Fundraiser for Families of Victims of Violence
Friday, September 9, 6pm
St Phillips Episcopal Church
2660 Hardy Dr, Lemon Grove
Info & Updates
Please join families of victims whose lives were brutally taken to raise funds to unite other families of victims from Texas and Arizona. The proceeds will be used to host the families while they are here November, 20, 21st, 2016 for a Candle Light Vigil at the San Ysidro/Tijuana U.S. International Border. Thank you for your support. ♥
Dan Navarro Concert
The Grassroots Oasis is so pumped to have the storied singer-songwriter Dan Navarro coming to our stage in September! Dan performed at our original location in Sorrento Valley (Oasis House Concerts) several years ago, and it will be wonderful to have him on our new stage near Old Town.
Dan Navarro started his career as a songwriter, most often with Eric Lowen, for artists as diverse as Pat Benatar (the Grammy-nominated We Belong) , The Bangles, Jackson Browne, Keb Mo, Dave Edmunds, The Temptations, Dionne Warwick, Dutch superstar Marco Borsato, The Triplets, Austin outlaw legend Rusty Weir and many more…
Farm Hangout and Potluck Picnic
With Slow Food and Suzie’s Farm
Sunday, September 11, 10am-2pm
2570 Sunset Ave (Nr the Border)
Info & Updates
Join Slow Food Urban SD for our 2nd Annual Potluck Picnic – we’ll be on Suzie’s Farm this time! Bring a picnic and hang out with Slow Food friends on the picaresque Suzie’s Farm. Yoga, farm tour and harvest totes are optional!
10-11AM: Yoga with Maria – suggested donation, BYOYM (bring your own yoga mat)
11AM – 2PM Potluck Picnic – bring a picnic lunch and/or something to share and hang out with us.
12:30-2PM: Farm Tour & Harvest
$25 Harvest Tote Package available for purchase – includes tour admission, SFUSD tote bag and the produce to fill up your entire bag! Plus some Slow Food snacks.

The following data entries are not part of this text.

PR #1905, opened 2018-03-23
HZN-1276: Updated Elasticsearch Template for Events

Naicisum:
* JIRA: http://issues.opennms.org/browse/HZN-1276

### DIFF
--- a/features/opennms-es-rest/src/main/resources/eventsIndexTemplate.json
+++ b/features/opennms-es-rest/src/main/resources/eventsIndexTemplate.json
@@ -1,100 +1,779 @@
 {
-      "template":"opennms-*",
-      "settings":{
-         "index.refresh_interval":"5s"
-      },
-      "mappings":{
-         "_default_":{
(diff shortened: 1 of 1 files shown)


j-white:
Pushed to `pr/jira/HZN-1276` to run it through Bamboo.

j-white:
The tests for Elasticsearch 5 are failing with these changes. See https://bamboo.opennms.org/browse/OPENNMS-ONMS2122-SMOKE-1

Naicisum:
PR1903 is a dependency, not only from the new p_oids mapping, but also depends on correctly parsing and structuring the JSON. I would recommend updating this branch against current drift and retesting.

j-white:
I merged the latest `features/drift` into `pr/jira/HZN-1276` so that the tests get triggered again.

j-white:
Closing this since the solution needs to be revised - either we need to support templates for multiple versions or drop support for earlier versions of ES.

PR #1907, opened 2018-03-26
NMS-9931: Make node cache configurable

mvrueden:
* JIRA: https://issues.opennms.org/browse/NMS-9931

Here we provide a general `CacheConfig` bean which can be reused in the future to make caches configurable within `blueprint.xml`. 

The documentation should probably be re-structured and align to the latest features in a separate issue.

### DIFF
--- a/core/cache/pom.xml
+++ b/core/cache/pom.xml
@@ -48,5 +48,10 @@
             <version>${guavaVersion}</version>
             <scope>provided</scope>
         </dependency>
+        <dependency>
+            <groupId>io.dropwizard.metrics</groupId>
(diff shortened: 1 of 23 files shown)


mvrueden:
Tests should pass now. Some properties are not documented yet. I'd like to address that when reworking the documentation, but can also do that now. They are then loosely in there. What do you think @j-white

j-white:
Looks good - basic properties are document.

I agree about the docs, let's wait until we revisit and restructure the flow related sections.

mvrueden:
I created a follow up issue to tackle the documentation: https://issues.opennms.org/browse/NMS-9939

PR #1911, opened 2018-03-27
NMS-9934: Update docs section of devel guide with section on migratin…

jeffgdotorg:
* JIRA: http://issues.opennms.org/browse/NMS-9934


j-white:
Again, what's the point of the PR here?

PR #1913, opened 2018-03-29
NMS-9831,HZN-1272: Handle OID event parameter keys and JSON event parameter values correctly

mvrueden:
Jira: 
 * https://issues.opennms.org/browse/NMS-9831
 * https://issues.opennms.org/browse/HZN-1272

When this is merged to `release-21.1.0` all changes should be dropped when `develop` is merged to `features/drift` as they have been made there already.


j-white:
Since we're changing the schema here, are there any updates that need to be made to the index template in `opennms-es-rest/main-module/src/main/resources/eventsIndexTemplate.json`?

mvrueden:
Yes, we probably should also backport the changes from PR  https://github.com/OpenNMS/opennms/pull/1905.

j-white:
There are other unrelated changes in https://github.com/OpenNMS/opennms/pull/1905, so we can't use that verbatim.

PR #1917, opened 2018-04-03
NMS-9885: collection:collect command fails with ClassCastException

j-white:
JIRA: https://issues.opennms.org/browse/NMS-9885

Update the default CollectionAgentFactory implementation to create instances of the SnmpCollectionAgent as opposed to the DefaultCollectionAgent so that these work with all of the collectors.

Also improve the error message when the SnmpCollector is invoked via the collection:collection command without specifying a valid node/interface pair.


RangerRick:
Looks pretty straightforward.  I'll go ahead and merge this for the sprint.

PR #1918, opened 2018-04-04
NMS-9929: Updated Karaf to version 4.1.5

christianpape:
* JIRA: https://issues.opennms.org/browse/NMS-9929

### DIFF
--- a/features/minion/repository/src/main/resources/features.boot
+++ b/features/minion/repository/src/main/resources/features.boot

Women of Substance Showcase
Women of Substance Radio presents their Showcase featuring San Diego’s Finest Women Singer-Songwriters: Randi Driscoll, Lisa Sanders, Sara Petite, M.E Law and Donna Larsen. $12.50 IN ADVANCE $15 at the Door
On This Day: 1666 – The Great Fire of London broke out. The fire burned for three days destroying 10,000 buildings including St. Paul’s Cathedral. Only 6 people were killed. 1921 – Mineowners bomb West Virginia strikers by plane, using homemade bombs filled with nails and metal fragments. The bombs missed their targets or failed to explode. 1963 – The integration of Tuskegee High School was prevented by state troopers assigned by Alabama Gov. George Wallace. Wallace had the building surrounded by state troopers.